PR #6346, opened 2026-04-22
Make the health route return a 500 when the task compaction succeeded

Kerollmops:
This PR changes the `/health` status to a `mustRestart` status when the server must restart, and specifically after a successful compaction has finished. The main benefit is that the Cloud will automatically restart the user instance after a successful task queue compaction.

## Generative AI tools


dureuill (approved):
nice and sweet 🌈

[What you will do] Answer by repeating every line of the listing exactly.

[Task solution]
PR #6346, opened 2026-04-22
Make the health route return a 500 when the task compaction succeeded

Kerollmops:
This PR changes the `/health` status to a `mustRestart` status when the server must restart, and specifically after a successful compaction has finished. The main benefit is that the Cloud will automatically restart the user instance after a successful task queue compaction.

## Generative AI tools


dureuill (approved):
nice and sweet 🌈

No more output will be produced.